PR #12284, opened 2023-10-12
fix(auth): returns refreshToken from login 

israx:
#### Description of changes

The `refreshToken` originated from login was cleared after `refreshAuthTokens` was triggered, and any subsequent call would end up in an `AuthError`.

This PR returns the original `refreshToken`, that was issued during sign-in, when calling `refreshAuthTokens`.

- added a unit test to check the same refreshToken is return
- test in a sample app that multiple calls to `fetchAuthSession({forceRefresh:true})` would not result in an AuthError

#### Checklist

- [x] PR description included
- [x] `yarn test` passes

### DIFF
--- a/packages/auth/src/providers/cognito/utils/refreshAuthTokens.ts
+++ b/packages/auth/src/providers/cognito/utils/refreshAuthTokens.ts
@@ -63,13 +63,12 @@ export const refreshAuthTokens: TokenRefresher = async ({
 		});
 	}
 	const clockDrift = iat * 1000 - new Date().getTime();
-	const refreshToken = AuthenticationResult?.RefreshToken ?? refreshTokenString;
 
 	return {
 		accessToken,
 		idToken,
 		clockDrift,
-		refreshToken,
+		refreshToken: refreshTokenString,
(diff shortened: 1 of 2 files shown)


packages/auth/src/providers/cognito/utils/refreshAuthTokens.ts
```diff
@@ -63,7 +63,7 @@ export const refreshAuthTokens: TokenRefresher = async ({
 		});
 	}
 	const clockDrift = iat * 1000 - new Date().getTime();
-	const refreshToken = AuthenticationResult?.RefreshToken;
+	const refreshToken = AuthenticationResult?.RefreshToken ?? refreshTokenString;
```
israx, line 66: cognito will not return a refreshToken when refreshing id and access tokens.

elorzafe: maybe this could be `refreshTokenString` instead

elorzafe (approved):

HuiSF (approved):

» **Directions**: Extract every entry above as it appears.

» **Output below**:
PR #12284, opened 2023-10-12
fix(auth): returns refreshToken from login 

israx:
#### Description of changes

The `refreshToken` originated from login was cleared after `refreshAuthTokens` was triggered, and any subsequent call would end up in an `AuthError`.

This PR returns the original `refreshToken`, that was issued during sign-in, when calling `refreshAuthTokens`.

- added a unit test to check the same refreshToken is return
- test in a sample app that multiple calls to `fetchAuthSession({forceRefresh:true})` would not result in an AuthError

#### Checklist

- [x] PR description included
- [x] `yarn test` passes

### DIFF
--- a/packages/auth/src/providers/cognito/utils/refreshAuthTokens.ts
+++ b/packages/auth/src/providers/cognito/utils/refreshAuthTokens.ts
@@ -63,13 +63,12 @@ export const refreshAuthTokens: TokenRefresher = async ({
 		});
 	}
 	const clockDrift = iat * 1000 - new Date().getTime();
-	const refreshToken = AuthenticationResult?.RefreshToken ?? refreshTokenString;
 
 	return {
 		accessToken,
 		idToken,
 		clockDrift,
-		refreshToken,
+		refreshToken: refreshTokenString,
(diff shortened: 1 of 2 files shown)


packages/auth/src/providers/cognito/utils/refreshAuthTokens.ts
```diff
@@ -63,7 +63,7 @@ export const refreshAuthTokens: TokenRefresher = async ({
 		});
 	}
 	const clockDrift = iat * 1000 - new Date().getTime();
-	const refreshToken = AuthenticationResult?.RefreshToken;
+	const refreshToken = AuthenticationResult?.RefreshToken ?? refreshTokenString;
```
israx, line 66: cognito will not return a refreshToken when refreshing id and access tokens.

elorzafe: maybe this could be `refreshTokenString` instead

elorzafe (approved):

HuiSF (approved):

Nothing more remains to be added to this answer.